I just tuned into the second season of Line of Duty, after giving up on Call the Midwife because I just couldn't stand looking at Jessica Raine's resting bitch face for one more minute.

So what do I get? Jessica Raine, starring in the second season of Line of Duty.

Sometimes you get the feeling there are only a dozen actresses in all of UK tv.

by Anonymousreply 431Last Saturday at 1:21 PM

Keep watching, r431. You'll be quite shocked in a few more episodes.

by Anonymousreply 432Last Saturday at 1:28 PM

I rewatched Seasons 2 and 4 of Line of Duty. It was even better than I remembered.

I am watching Season 4. Thandie Newton as a tough experienced cop was hard to swallow at first, but as she eases into the role, she becomes more and more convincing.

by Anonymousreply 433Last Saturday at 2:23 PM

I’m watching Case Histories, based on the mystery novels by Kate Atkinson. Jason Isaacs plays a cop turned private detective in Edinburgh. It’s..okay. His character has the requisite tortured childhood and messy personal life. He spends a lot of time jogging around deserted rainy streets, Edinburgh is a ghost town.

by Anonymousreply 434Last Sunday at 4:34 PM

The Jackson Brodie books are wonderful. I wish they'd televised more of them.

by Anonymousreply 435Last Sunday at 7:22 PM

R434 I’m torn over whether to watch that. I can’t abide Atkinson as a writer or a storyteller, but I do like a bit of Jason Isaacs. The trailer didn’t really sell me, but Isaacs looks good as ever.

by Anonymousreply 436Yesterday at 12:29 AM

From what I remember Case Histories was very enjoyable.

Jason Isaacs was very charismatic, Zawe Ashton was good as his office manager and Amanda Abbington was ok as the detective. The great underused Natasha Little popped up at one point and the girl playing Isaac's daughter was great. And it looked great.

Jason fans might also like Civvies, the first thing Lynda La Plante had produced after the success of the first Prime Suspect, about a soldier returning to civilian life and dabbling with criminality.

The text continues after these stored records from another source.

PR #1118, opened 2021-02-11
Adds tests for transactional emails

aaronschachter:
### What's this PR do?

This pull request refactors the `SendCustomerIoEmail` jobs into two separate jobs, `SendForgotPasswordEmail` and `SendPasswordUpdatedEmail` to make it easier to test what types of emails are sent within the standard forgot password flow.

It also:
* Adds a `CustomerIoJob` class to DRY adding the middleware (a whole lot of other jobs could use this, but holding off on too many changes to make this easier to review)
* Refactors the `sendEmail` function in the Customer.io service to accept a User model instead of an email address.

👀 

I'm changing my mind about the `CreateCustomerIoEvent` class I added into this repo and Rogue as well -- I think it's cleaner to create separate jobs for each different event we want to track, as we do for post created, post reviewed, etc. Holding off on cleaning this up for a future PR.

### Relevant tickets

References [Pivotal #176873288](https://www.pivotaltracker.com/n/projects/2328687/stories/176873288).

### Checklist


mendelB (approved):
👍

tests/Http/Web/PasswordResetTest.php
```diff
@@ -184,6 +203,18 @@ public function testActivateAccountResetFlow()
...
+            $job
+        ) use ($user) {
+            $params = $job->getParams();
+
+            $this->assertEquals($params['user']->id, $user->id);
+            $this->assertEquals($params['eventData']['updated_via'], 'rock-the-vote-activate-account');
+
+            return true;
+        });
+
```
weerd, line 217: Not sure if this applies since I'm less familiar with the CustomerIO stuff, but @DFurnes added a nice helper for checking against CustomerIO events firing:

https://github.com/DoSomething/northstar/blob/c57493f22f161f1488405f4c5a91eab918558d14/tests/TestCase.php#L96-L118

config/services.php
```diff
@@ -24,8 +24,8 @@
             'url' => 'https://api.customer.io/v1/',
             'identifier_id' => env('CUSTOMER_IO_APP_IDENTIFIER_ID', 'app-api-user'),
             'transactional_message_ids' => [
-                'forgot_password' => env('CUSTOMER_IO_FORGOT_PASSWORD_TRANSACTIONAL_MESSAGE_ID', 2),
-                'password_updated' => env('CUSTOMER_IO_PASSWORD_UPDATED_TRANSACTIONAL_MESSAGE_ID', 3),
+                'FORGOT_PASSWORD' => env('CUSTOMER_IO_FORGOT_PASSWORD_TRANSACTIONAL_MESSAGE_ID', 2),
+                'PASSWORD_UPDATED' => env('CUSTOMER_IO_PASSWORD_UPDATED_TRANSACTIONAL_MESSAGE_ID', 3),
```
weerd, line 28: Not sure if these should be capitalized since it's not the standard and they aren't technically constants.

aaronschachter: Initially I had these as snake_case, but liked that the `getTransactionalMessageId` function would accept an all caps string to look similar to the `get` calls in the `Type` class. This is easy enough to swap out, so don't have a preference any way... just thought it'd keep the function parameters looking similar.

tests/Http/Web/PasswordResetTest.php
aaronschachter: Ooh, sweet! This will work for one test I've added here, but for some tests like this one you've commented -- we're testing individual properties saved to the job (e.g. the `updated_via` property sent along with the Customer.io event)

PR #1197, opened 2021-05-10
Bring over Rogue API docs

katiecrane:
### What's this PR do?

This pull request brings over all the Rogue API docs which I noticed didn't live here yet! Not sure if maybe that was intentional in which case we can discuss!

He was also in an adaptation of Martina Cole's family gangster drama Dangerous Lady, which had some homosexual content if I remember rightly.

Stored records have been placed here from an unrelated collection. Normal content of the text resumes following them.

PR #1199, opened 2021-05-10
Add Accepted Quantity method to actions

lindsayrmaher:
### What's this PR do?

This pull request adds a method to the actions model that calculates how many posts associated with it have an `accepted` status. We then add that using `includes` on the `ActionTransformer` so that we can optionally query for it when pulling an action or actions. If we include it in the API request it should return as an `accepted_quantity` field.

I think I covered all the steps needed with the transformer but let me know if I missed something!

Need this so that we can pull this info and display on a campaign's progress bar!

### Relevant tickets

References [Pivotal #177933245](https://www.pivotaltracker.com/n/projects/2401401/stories/177933245).

### Checklist

### DIFF
--- a/app/Models/Action.php
+++ b/app/Models/Action.php
@@ -96,4 +96,16 @@ class Action extends Model
     {
         return $this->hasMany(Post::class);
     }
+
+    /**
+     * Get the quantity total associated with approved posts under this action.
+     *
+     * @return int
+     */
+    public function getAcceptedQuantity()
+    {
+        $accepted_posts = $this->posts->where('status', 'accepted');
+
+        return $accepted_posts->sum('quantity');
+    }
 }
--- a/documentation/endpoints/v3/actions.md
+++ b/documentation/endpoints/v3/actions.md
@@ -89,6 +89,12 @@ Example Response:
 
 ## Retrieve A Specific Action
 
+### Optional Query Parameters
+
+- **include** _(string)_
+  - Include additional related records in the response: `accepted_quantity`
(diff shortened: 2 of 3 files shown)


app/Models/Action.php
```diff
@@ -96,4 +96,16 @@ public function posts()
...
     }
+
+    /**
+     * Get the quantity total associated with approved posts under this action.
+     *
+     * @return int
+     */
+    public function getAcceptedQuantity()
+    {
+        $accepted_posts = $this->posts->where('status', 'accepted');
```
mendelB, line 107: Total nit, but I thiiiiiiiink our convention is to camel case variables in PHP? `$acceptedPosts`

documentation/endpoints/v3/actions.md
```diff
@@ -11,9 +11,14 @@ GET /api/v3/actions
 ### Optional Query Parameters
 
 - **filter[column]** _(string)_
+
   - Filter results by the given column: `id`, `campaign_id`, `callpower_campaign_id`
   - You can filter by more than one value for a column, e.g. `/actions?filter[id]=121,122`
 
+- **include** _(string)_
+  - Include additional related records in the response: `accepted_quantity`
```
mendelB, line 19: I know this is our typical usage for Includes, but in this case, could it make sense to add something along the lines of 
```suggestion
  - Include additional related records and/or computed attributes in the response: `accepted_quantity`
```

mendelB (approved):
This is neat! 👏

mendelB:
This could also be a good feature for testing, is that slated in for this work?

PR #1200, opened 2021-05-10
Add 'ImportCallPowerRecord' job & test.

DFurnes:
### What's this PR do?

This pull request adds the `ImportCallPowerRecord` job and test from Chompy into Northstar. 

I'd recommend reviewing commit-by-commit!

While we're not currently using CallPower, this will allow us to reactivate this partnership once Chompy is decommissioned.

### Relevant tickets

References [Pivotal #177733285](https://www.pivotaltracker.com/story/show/177733285).

### Checklist

### DIFF
--- a/app/Jobs/Imports/ImportCallPowerRecord.php
+++ b/app/Jobs/Imports/ImportCallPowerRecord.php
@@ -1,0 +1,146 @@
+<?php
+
+namespace App\Jobs\Imports;
+
+use App\Auth\Registrar;
+use App\Managers\PostManager;
+use App\Managers\SignupManager;
+use App\Models\Action;
+use App\Models\User;
+use Exception;
+use Chompy\Services\Rogue;
+use Illuminate\Bus\Queueable;
+use Illuminate\Queue\InteractsWithQueue;
+use Illuminate\Contracts\Queue\ShouldQueue;
+use Illuminate\Foundation\Bus\Dispatchable;
+
+class ImportCallPowerRecord implements ShouldQueue
+{
+    use Dispatchable, InteractsWithQueue, Queueable;
+
+    /**
+     * The call parameters sent from CallPower.
+     *
+     * @var array
+     */
+    protected $parameters;
+
+    /**
+     * Create a new job instance.
+     *
+     * @return void
+     */
+    public function __construct($parameters)
+    {
+        $this->parameters = $parameters;
+    }
+
+    /**
+     * Execute the job to create a CallPower post in Rogue.
+     *
+     * @return array
+     */
+    public function handle(
+        Registrar $registrar,
+        SignupManager $signups,
+        PostManager $posts
+    ) {
+        ['mobile' => $mobile, 'status' => $status] = $this->parameters;
+
+        $details = $this->extractDetails($this->parameters);
+
+        // If this call came from an anonymous mobile, we won't be able to
+        // tie it to a user account & so should just discard the record:
+        if (is_anonymous_mobile($mobile)) {
+            info('Cannot import phone call for anonymous mobile ' . $mobile);
+
+            return;
+        }
+
+        // Using the mobile number, get or create a user:
+        $user = $registrar->resolve(['mobile' => $mobile]);
+
+        if (!$user) {
+            $user = $registrar->register([
+                'mobile' => $mobile,
+                'sms_status' => 'stop',
+            ]);
+
+            info('ImportCallPowerRecord - created user', ['user' => $user->id]);
+        }
+
+        // Using the callpower_campaign_id, get the action & campaign:
+        $callPowerId = $this->parameters['callpower_campaign_id'];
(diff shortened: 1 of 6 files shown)


app/Jobs/Imports/ImportCallPowerRecord.php
```diff
@@ -0,0 +1,146 @@
...
+            'user' => $user->id,
+            'details' => $details,
+        ]);
+
+        $payload = [
+            'northstar_id' => $user->id,
+            'action_id' => $action->id,
+            'type' => 'phone-call',
+            'quantity' => 1,
+            'source' => 'importer-client', // @TODO: We should type this.
```
DFurnes, line 94: This will keep the same metadata that we're currently storing (and, I think, relying upon in Quasar) for signups & posts generated by Chompy imports (which use [this OAuth client](https://identity.dosomething.org/admin/clients/importer-client)).

DFurnes: For now, I hardcoded this in each job but I think it'd make sense to load via a type (in an OAuth-less future), or perhaps as a static property on the `Client` model...

app/Jobs/Imports/ImportCallPowerRecord.php
```diff
@@ -0,0 +1,146 @@
...
+
+        if (!$signup) {
+            $signup = $signups->create($payload, $user->id, $campaign->id);
+        }
+
+        $post = $posts->create($payload, $signup->id);
+
+        if ($post) {
+            $post->status = $status === 'completed' ? 'accepted' : 'incomplete';
+            $post->save();
```
DFurnes, line 109: This needs to be set here because the `status` field is (reasonably) not mass-assignable, and so this override would be discarded if we were to have provided it in the `$payload` variable above.

app/Jobs/Imports/ImportCallPowerRecord.php
```diff
@@ -0,0 +1,146 @@
...
+use App\Models\Action;
+use App\Models\User;
+use Exception;
+use Chompy\Services\Rogue;
+use Illuminate\Bus\Queueable;
+use Illuminate\Queue\InteractsWithQueue;
+use Illuminate\Contracts\Queue\ShouldQueue;
+use Illuminate\Foundation\Bus\Dispatchable;
+
+class ImportCallPowerRecord implements ShouldQueue
```
DFurnes, line 17: This is based upon the [ImportCallPowerRecord](https://github.com/DoSomething/chompy/blob/main/app/Jobs/CallPower/ImportCallPowerRecord.php) job from Chompy.

app/Jobs/Imports/ImportEmailSubscriptions.php
```diff
@@ -98,7 +98,7 @@ public function handle(Registrar $registrar)
             // We need to pass a "source" in order to save through the source_detail.
             $revisedInput = array_merge($input, [
                 'email' => $this->email,
-                'source' => 'northstar',
+                'source' => 'importer-client', // @TODO: We should type this.
```
katiecrane, line 101: Oooo I like that `@TODO`!

app/Jobs/Imports/ImportCallPowerRecord.php
```diff
@@ -0,0 +1,146 @@
...
+            'details' => $details,
+        ];
+
+        $signup = $signups->get($user->id, $campaign->id);
+
+        if (!$signup) {
+            $signup = $signups->create($payload, $user->id, $campaign->id);
+        }
+
+        $post = $posts->create($payload, $signup->id);
```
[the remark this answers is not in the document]
katiecrane: Ah yeah, since this logic currently lives [in the `store` method on the PostsController](https://github.com/DoSomething/northstar/blob/main/app/Http/Controllers/PostsController.php#L156-L162) that doesn't really help you here does it?

app/Jobs/Imports/ImportCallPowerRecord.php
katiecrane: OH I see, you pulled `$status` out of the parameters at the top

app/Jobs/Imports/ImportCallPowerRecord.php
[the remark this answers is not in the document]
DFurnes: Yep, exactly!

app/Jobs/Imports/ImportCallPowerRecord.php
```diff
@@ -0,0 +1,146 @@
...
+     *
+     * @return void
+     */
+    public function __construct($parameters)
+    {
+        $this->parameters = $parameters;
+    }
+
+    /**
+     * Execute the job to create a CallPower post in Rogue.
```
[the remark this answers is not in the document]
DFurnes: Oh it sure can! 🔥 Removed in dbb73a59.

And there was a UK/US political drama called The State Within with Ben Daniels and Sharon Gless as a malevolent American politician.

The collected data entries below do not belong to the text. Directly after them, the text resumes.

PR #1205, opened 2021-05-13
Add 'ImportSoftEdgeRecord' job & test.

DFurnes:
### What's this PR do?

This pull request migrates the [`ImportSoftEdgeRecord`](https://github.com/DoSomething/chompy/blob/main/app/Jobs/SoftEdge/ImportSoftEdgeRecord.php) job from Chompy into Northstar.

I've written a simple test case to validate this job works as expected.

I don't believe we're actively importing these, but this isn't functionality we want to lose. We'll follow up with the API endpoints for these third-party integrations after this, so that it's easy to re-enable when we renew these partnerships.

### Relevant tickets

References [Pivotal #177733342](https://www.pivotaltracker.com/story/show/177733342).

### Checklist

### DIFF
--- a/app/Jobs/Imports/ImportSoftEdgeRecord.php
+++ b/app/Jobs/Imports/ImportSoftEdgeRecord.php
@@ -35,7 +35,7 @@ class ImportSoftEdgeRecord implements ShouldQueue
     }
 
     /**
-     * Execute the job to create a SoftEdge post in Rogue.
+     * Execute the job to create a SoftEdge post.
      *
      * @return array
      */
@@ -89,7 +89,7 @@ class ImportSoftEdgeRecord implements ShouldQueue
     }
 
     /**
-     * Parse the call and return details we want to store in Rogue as a JSON object.
+     * Parse the call and return details we want to store as a JSON object.
      *
      * @param array $call
      */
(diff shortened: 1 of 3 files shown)


mendelB (approved):
💥

app/Jobs/Imports/ImportSoftEdgeRecord.php
```diff
@@ -0,0 +1,115 @@
...
+class ImportSoftEdgeRecord implements ShouldQueue
+{
+    use Dispatchable, InteractsWithQueue, Queueable;
+
+    /**
+     * The call parameters sent from SoftEdge.
+     *
+     * @var array
+     */
+    protected array $parameters;
```
weerd, line 25: Is `array` supposed to be after the `protected` keyword? Maybe this is just a newer PHP thing?

DFurnes: Yep, this just indicates the [type of the property](https://www.php.net/manual/en/language.oop5.properties.php#language.oop5.properties.typed-properties) in a way that the compiler can enforce.

weerd: Ah nice! I only noticed it cause VSCode has it underlined in red! Thanks for the tip!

by Anonymousreply 437Yesterday at 12:44 AM

Line of Duty is fantastic. I've not seen the UK public get so excited about a series in a long time.

by Anonymousreply 438Yesterday at 12:55 AM

^ The Body guard.

by Anonymousreply 439Yesterday at 9:30 AM

An oldie but goodie: "Flickers" a six-episode comedy drama from 1980 starring the delightfully mismatched couple - the late Bob Hoskins as a cockney film promoter in the early silent era and Frances de la Tour as his unlikely genteel spinster partner. Really good offbeat writing and casting. Available on Amazon Prime without a special subscription to BritBox or whatnot.

by Anonymousreply 440Yesterday at 12:05 PM

"Patrick Melrose" on Amazon is amazing.

Starring the lovely Benedict Cumberbatch.